Marie Hartley MBE would have been 104 this week had she not died in Askrigg at the age of 100. Fortunately there is a significant legacy of 33 books chronicling the Dales, numerous paintings and wood cuts and The Dales Countryside Museum at Hawes. Marie, born in Morley, went to the Leeds College of Art and the Slade School London where she specialised in wood engraving. She worked with two other redoubtable women Ella Pontefract and then Joan Ingilby.

With fellow Dales affectionado Ella Pontefract they published ‘Wensleydale’ in 1936 and many of the insights remain true today. For example they noted that may villages were built like little clumps up both sides of the valleys but ‘often two of them come together like sisters, as Hawes and Gayle, Bainbridge and Askrigg, Redmire and Castle Bolton.’   In 1936 not unlike now milk and cheese were the most important products of the local farms. Via the Milk Train, over 2 million gallons of milk a year were sent to London as part of the Milk marketing board’s sales campaign, using the Wensleydale Railway.


‘The Old Hand-knitters of the Dales’ was a 1951 book with Joan Ingilby that chronicled the development of knitting throughout the dales. Sold at Richmond Market, stockings and knitware were made in the homes of Gayle long after it declined in other parts of Yorkshire. Knitting started in the mid 16th century and it continued to be a successful activity, employing 400 knitters in Hawes homes, until the advent of machinery towards the end of the 19th century.

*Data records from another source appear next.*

PR #16304, opened 2021-12-18
[Contribute] git is required

sylfabre:
This PR adds a tips to https://symfony.com/doc/current/contributing/code/tests.html to address https://github.com/symfony/symfony/issues/44678

_It targets 6.0 as I haven't tested if the issue is present in 5.4_

### DIFF
--- a/contributing/code/tests.rst
+++ b/contributing/code/tests.rst
@@ -24,6 +24,11 @@ tests, such as Doctrine, Twig and Monolog. To do so,
 
     $ composer update
 
+.. tip::
+
+    Composer uses git to determine the current version so git must be installed
+    on the machine where Composer runs.
+
 .. _running:
 
 Running the Tests


javiereguiluz:
Does Composer show a meaningful error message when Git is not installed? If it does, I'd prefer to not add this to the docs because it would only add noise and users can fix the problem themselves thanks to Composer error message. Thanks.

sylfabre:
@javiereguiluz Sadly composer doesn't show a meaningful error message.

I had to ask in Symfony Slack, then open this issue https://github.com/symfony/symfony/issues/44678 to get helped

javiereguiluz:
Sylvain, I reported this issue to Composer (https://github.com/composer/composer/issues/10399) but they decided to do nothing about it 😐 

Also, in the first pages of the "Contributing Code" guide we mention explicitly that `git` is a requirement and we even tell readers how to properly configure `git` to contribute to Symfony (see https://symfony.com/doc/current/contributing/code/pull_requests.html).

For these reasons, I've decided to close this pull request without merging it. It's not wrong and you did it great, but at this point in docs, readers should already have `git` installed and configured, so it's unnecessary. Thanks for understanding!

sylfabre:
@javiereguiluz No worries. The info is already in the doc for `git` so my PR is indeed irrelevant: less is more!

Thank you for your cautious check

PR #16308, opened 2021-12-21
[Security] Add PHP attributes to a PHP annotations example

javiereguiluz:


security.rst
```diff
@@ -2199,30 +2199,55 @@ will happen:
...
+
+    .. code-block:: php-attributes
+
+        // src/Controller/AdminController.php
+        // ...
+
+        use Sensio\Bundle\FrameworkExtraBundle\Configuration\IsGranted;
+
+        /**
+         * Require ROLE_ADMIN for *every* controller method in this class.
```
94noni:
```suggestion
         * Require ROLE_ADMIN for *every* controller actions in this class.
```

what about this? perhaps the controller could have private methods
(same above)

security.rst
```diff
@@ -2199,30 +2199,55 @@ will happen:
...
+         */
+        #[IsGranted('ROLE_ADMIN')]
+        class AdminController extends AbstractController
+        {
+            /**
+             * Require ROLE_ADMIN for only this controller method.
+             */
+            #[IsGranted('ROLE_ADMIN')]
```
94noni: what about for the example on the action, using another role like `ROLE_SUPER_ADMIN`?

admin on whole controller, super admin on specific sub action

security.rst
javiereguiluz: Yes, I've reworded the message a bit.

security.rst
javiereguiluz: Good idea! I've changed this.

PR #16312, opened 2021-12-22
[Testing] Minor tweaks in the main testing article

javiereguiluz:
@wouterj do you know why we use `.. code-block:: env` instead of `.. code-block:: bash` for the highlighting of `.env` files? I don't know if `env` highlighting is standard or if we had to do something to support it ... but `bash` seems more natural and it should be standard. Thanks.

### DIFF
--- a/testing.rst
+++ b/testing.rst
@@ -222,7 +222,7 @@ If you need to customize some environment variables for your tests (e.g. the
 ``DATABASE_URL`` used by Doctrine), you can do that by overriding anything you
 need in your ``.env.test`` file:
 
-.. code-block:: text
+.. code-block:: env
 
     # .env.test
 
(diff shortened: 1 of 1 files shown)


wouterj:
`env` behaves just like `php-symfony` and all other highlighting aliases used in the Symfony docs. The highlighter is run with language `bash`, but for the renderer it's `env`. This means we can customize the label in the configuration blocks (how we use `php-symfony`/`php-standalone`), but also have different styling of the blocks.

That latter is important for `env`/`bash`: we highlight `bash` code blocks with a black background in the light theme (to fit the terminal frame), but we highlight `env` code blocks just like any other code block.

wouterj (approved):

javiereguiluz:
Thanks for the explanation. About highlighting, please note that we changed this recently and bash blocks no longer look like terminal blocks.

PR #16985, opened 2022-07-15
Adding that you cannot access a session inside a constructor

ThomasLandauer:
Please double-check!
The info is taken from PhpStorm's Symfony Plugin: https://espend.de/phpstorm/plugin/symfony#inspections:

> A Session must not be used inside a constructor

I think this should be explained here, since doing `$this->session = $requestStack->getSession();` right in the constructor looked like a nice idea...

### DIFF
--- a/session.rst
+++ b/session.rst
@@ -149,6 +149,10 @@ if you type-hint an argument with :class:`Symfony\\Component\\HttpFoundation\\Re
         public function __construct(RequestStack $requestStack)
         {
             $this->requestStack = $requestStack;
+
+            // Accessing the session in the constructor is *NOT* reommended, since
+            // it might not be accessible yet or lead to unwanted side-effects
+            // $this->session = $requestStack->getSession();
         }
 
         public function someMethod()


session.rst
```diff
@@ -149,6 +149,9 @@ if you type-hint an argument with :class:`Symfony\\Component\\HttpFoundation\\Re
         public function __construct(RequestStack $requestStack)
         {
             $this->requestStack = $requestStack;
+            
+            // This does *not* work, since you cannot access the session inside a constructor
```
HeahDude: In theory one can, but should not.

ThomasLandauer: I became aware of this cause phpstan crashes (see linked issue above).
So do you suggest a rewording like "is not recommended, since it might lead to unexpected results..."?

HeahDude: It is indeed not recommended to fetch data in constructor.
Because calling a constructor is not a guarantee that the data will be actually processed in another method call, and also because the instance could change in between leading to unwanted/hard to debug side effects.
Same for `$requestStack->getRequest()` or `$securityHelper->getUser()`, ...
This is in line with services that should remain stateless.

ThomasLandauer: I reworded it.

wouterj:
Thank you!

PR #16992, opened 2022-07-17
Ensure config blocks are consistent

HeahDude:
Given some more love to 4.4 before it's EOL.

To avoid tons of conflict when merging upstream, if accepted, it should be reverted in 5.4, I'll send PRs dedicated to 5.4..

### DIFF
--- a/bundles/configuration.rst
+++ b/bundles/configuration.rst
@@ -20,19 +20,22 @@ as integration of other related components:
 
     .. code-block:: yaml
 
+        # config/packages/framework.yaml
         framework:
             form: true
 
     .. code-block:: xml
 
+        <!-- config/packages/framework.xml -->
         <?xml version="1.0" encoding="UTF-8" ?>
         <container xmlns="http://symfony.com/schema/dic/services"
+            xmlns:xsi="http://www.w3.org/2001/XMLSchema-instance"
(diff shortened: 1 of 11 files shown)


bundles/configuration.rst
```diff
@@ -69,24 +76,28 @@ can add some configuration that looks like this:
...
+        namespace Symfony\Component\DependencyInjection\Loader\Configurator;
+
+        return static function (ContainerConfigurator $container) {
+            $container->extension('acme_social', [
+                'twitter' => [
+                    'client_id'     => 123,
+                    'client_secret' => 'your_secret',
+                ],
+            ]);
+        };
```
OskarStark, line 101: @Nyholm any idea how to deal with this error?

Nyholm: That error is the only one Im confident about. 

It just says that the "standard out-of-the-box symfony installation does not have a bundle that provides config for `acme`.  Which all make sense.

Ie, this error/warning is just to ignore.

HeahDude:
I've missed those reported errors, at least some about XML are legit, I'll do a pass later to fix as many as I can.

HeahDude:
As said Tobias, reported errors that remain are legit.

PR is ready.

javiereguiluz:
Thanks a lot Jules!

PR #16994, opened 2022-07-17
[FrameworkBundle] Adding class constants

ThomasLandauer:


javiereguiluz:
I like this addition! Thanks Thomas.

PR #16997, opened 2022-07-18
[Security] Mention the SensitiveParameter attribute

### LINKED ISSUE #16964: Hide sensitive information with `SensitiveParameter` attribute
| Q            | A
| ------------ | ---
| Feature PR   | symfony/symfony#46183
| PR author(s) | @GromNaN
| Merged in    | 6.2

javiereguiluz:
Fixes #16964.

When Symfony 7.0 is published, instead of removing this `versionadded` directive, we can turn it into a `tip` directive.

### DIFF
--- a/security.rst
+++ b/security.rst
@@ -474,6 +474,12 @@ You can also manually hash a password by running:
 Read more about all available hashers and password migration in
 :doc:`security/passwords`.
 
+.. versionadded:: 6.2
+
+    In applications using Symfony 6.2 and PHP 8.2 or newer, the
+    `SensitiveParameter PHP attribute`_ is applied to all plain passwords and
+    sensitive tokens so they don't appear in stack traces.
+
 .. _firewalls-authentication:
 .. _a-authentication-firewalls:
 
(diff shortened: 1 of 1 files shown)


security.rst
```diff
@@ -474,6 +474,12 @@ You can also manually hash a password by running:
 Read more about all available hashers and password migration in
 :doc:`security/passwords`.
 
+.. versionadded:: 6.2
+
+    Starting from Symfony 6.2, the `SensitiveParameter PHP attribute`_ is
```
xabbuh: I think we need to additionally mention that this requires the application to run on PHP 8.2+.

javiereguiluz: Good catch! I totally missed that. Fixed. Thanks!

security.rst
```diff
@@ -474,6 +474,12 @@ You can also manually hash a password by running:
 Read more about all available hashers and password migration in
 :doc:`security/passwords`.
 
+.. versionadded:: 6.2
+
+    In applications using Symfony 6.2 and PHP 8.2 or newer, the
+    `SensitiveParameter PHP attribute`_ is applied to all plain passwords and
+    sensitive tokens so they don't appear in log messages or stack traces.
```
xabbuh:
```suggestion
    sensitive tokens so they don't appear in stack traces.
```

Re-reading the code PR I guess we need to reword this a bit like this.

javiereguiluz: You are right. Fixed. Thanks.

xabbuh (approved):

PR #17009, opened 2022-07-18
Added enable http cache xml example

mohamedGasmii:


javiereguiluz:
Thank you @mohamedGasmii.

PR #17011, opened 2022-07-19
[Security] Add link to page with expressions

HypeMC:
The [page that explains how expressions can be used for access control](https://symfony.com/doc/4.4/security/expressions.html) isn't linked anywhere in the security section, making it really hard to find. The only place where it is linked is on the [expression syntax page](https://symfony.com/doc/4.4/components/expression_language/syntax.html).

### DIFF
--- a/security.rst
+++ b/security.rst
@@ -1092,6 +1092,7 @@ Authorization (Denying Access)
 .. toctree::
     :maxdepth: 1
 
+    security/expressions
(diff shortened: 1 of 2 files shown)


javiereguiluz:
Thank you @HypeMC. Please note that while merging, we moved the link to the article to place it below voters and other articles which are more important. Cheers!

PR #17012, opened 2022-07-19
[FrameworkBundle] Fix link to CacheInterface

alexislefebvre:
Doc: https://symfony.com/doc/5.4/reference/configuration/framework.html#cache

The link “CacheInterface” leads to https://github.com/symfony/symfony/blob/5.4/src/Symfony/Component/Validator/Mapping/Cache/CacheInterface.php and it results in a page not found.

I think the link should be https://github.com/symfony/cache-contracts/blob/main/CacheInterface.php instead.

Hopefully updating this namespace should fix the link.

### DIFF
--- a/reference/configuration/framework.rst
+++ b/reference/configuration/framework.rst
@@ -2554,7 +2554,7 @@ cache
 **type**: ``string``
 
 The service that is used to persist class metadata in a cache. The service
-has to implement the :class:`Symfony\\Component\\Validator\\Mapping\\Cache\\CacheInterface`.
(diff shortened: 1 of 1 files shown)


mdoutreluingne (approved):

javiereguiluz:
Good catch and perfectly explained! Thanks Alexis.

alexislefebvre:
The link is fixed :rocket: https://symfony.com/doc/5.4/reference/configuration/framework.html#cache

PR #17019, opened 2022-07-20
[Doctrine] show attributes instead of annotations for maker-bundle

jrushlow:
Starting w/ v1.44.0 - maker bundle only supports attribute mapping w/ entities.

Related to https://github.com/symfony/maker-bundle/issues/1152

### DIFF
--- a/doctrine.rst
+++ b/doctrine.rst
@@ -140,27 +140,19 @@ Whoa! You now have a new ``src/Entity/Product.php`` file::
     use App\Repository\ProductRepository;
     use Doctrine\ORM\Mapping as ORM;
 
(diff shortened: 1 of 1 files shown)


javiereguiluz:
Jesse, you're on a roll! Thanks for your contributions.

olberger:
Uh... Is this for Symfony 5.4 docs ? Are you aware that it is supposed to still be compatible with PHP 7, AFAIU ?

Changing the docs is fine for newcomers using PHP 8 and Symfony 5.4... but I'd suggest to offer the 2 alternatives instead of replacing docstring annotations completely.

PR #17020, opened 2022-07-20
[ci] allow flex to run in CI

jrushlow:
Since Composer 2.3.9 unless you explicitly allow/disallow a plugin (flex in our case), an error is thrown (halts our CI run) before any tests are actually ran. (Code Blocks)

### DIFF
--- a/.github/workflows/ci.yaml
+++ b/.github/workflows/ci.yaml
@@ -116,6 +116,11 @@ jobs:
             if: ${{ steps.find-files.outputs.files }}
             run: composer create-project symfony-tools/code-block-checker:@dev _checker
 
+          - name: Allow Flex
+            if: ${{ steps.find-files.outputs.files }}
+            run: |
+              composer config --no-plugins allow-plugins.symfony/flex true
+
           - name: Install test application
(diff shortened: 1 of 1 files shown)


xabbuh:
Flex is already allowed in the application (see https://github.com/symfony-tools/code-block-checker/blob/main/composer.json#L48). That should be enough, shouldn't it?

jrushlow:
It is allowed for that package `symfony-tools/code-block-checker` _but_ that wont automatically allow it in packages that use `code-block-checker`. So you have to explicitly allow that in `symfony-docs` CI as well to my understanding. Ref - https://github.com/symfony/maker-bundle/pull/1145#issuecomment-1175495734

https://github.com/symfony/symfony-docs/runs/7438798967?check_suite_focus=true shows CI failing due to the plugin not explicitly being allowed.

_EDIT_ a better example w/ CI failing because of `allow_plugins` https://github.com/symfony/symfony-docs/pull/17023

javiereguiluz:
Jesse, thanks for this fix too.

xabbuh:
Good hint @jrushlow. I think we should fix it their too (see symfony-tools/symfony-application#14).

PR #17031, opened 2022-07-21
add alternative method for symfony/flex

alexislefebvre:
I propose another way to use `symfony/flex/ in a bundle:
- install `symfony/flex` as a dependency of the project, not only on the CI
- use `composer config …` instead of relying on a variable (it's more consistent in my humble opinion)
- don't use the global config, Seldaek suggested to not use it:

> I'm well aware of that part but I don't understand the point of having it globally installed then. For those use cases, the project itself should really require symfony/flex in composer.json to ensure it's always present.

Source: https://github.com/shivammathur/setup-php/issues/611#issuecomment-1175920907

This way may also replace the previous block.

### DIFF
--- a/bundles/best_practices.rst
+++ b/bundles/best_practices.rst
@@ -236,6 +236,25 @@ with Symfony Flex to install a specific Symfony version:
     # recommended to have a better output and faster download time)
     composer update --prefer-dist --no-progress
 
+Alternatively, you can also install Flex as a dev dependency of the project:
+
+.. code-block:: bash
+
+    # in your local environment, allow symfony/flex and install it to run tasks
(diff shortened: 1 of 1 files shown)


michaelKaefer:
I'm not for nor against this way of testing a bundle with a specific Symfony version. But for a best practice it would be better IMHO to only suggest one way of doing the same thing (testing a bundle with a specific Symfony version) and not 2 alternative ways.

alexislefebvre:
This was a bad idea, don't do that in a bundle, see https://github.com/EasyCorp/EasyAdminBundle/pull/5354 for the consequences.

PR #17033, opened 2022-07-21
[DependencyInjection] Add command related to tags

mohamedGasmii:
Add command to display all tags in the app & filter by tag command


javiereguiluz:
I like this! It makes the docs more useful. Thanks @mohamedGasmii

PR #17037, opened 2022-07-22
Fix ~20 typos in different sections of the documentation

sandoba:
These are various corrections to typos / minor inconsistencies in different sections of the documentation that I found while doing a deep dive into v6.1.


javiereguiluz:
Robert, thanks a lot for these fantastic fixes ... and congrats on your first (and excellent) Symfony Docs contribution 🎉 

Note: we merged this in 6.0 (and then in 6.1 and 6.2) because 6.0 branch is still maintained. See https://symfony.com/releases#maintained-symfony-branches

Gayle Mill started life in 1784 as a cotton-spinning mill, powered by a 22′ diameter overshot waterwheel, and over the next century, as economic conditions in the Dales changed, was also used for spinning flax and then wool for the local knitting cottage industry in the valley. Marie would be pleased to see the story continue into the 21st century as the latest sustainable technologies enable Gayle Mill to be create all its own carbon-neutral energy for heating and power from it’s reopened water powered generation system. Visit Gayle  Mill and see how it has benefited from the BBC restoration programme.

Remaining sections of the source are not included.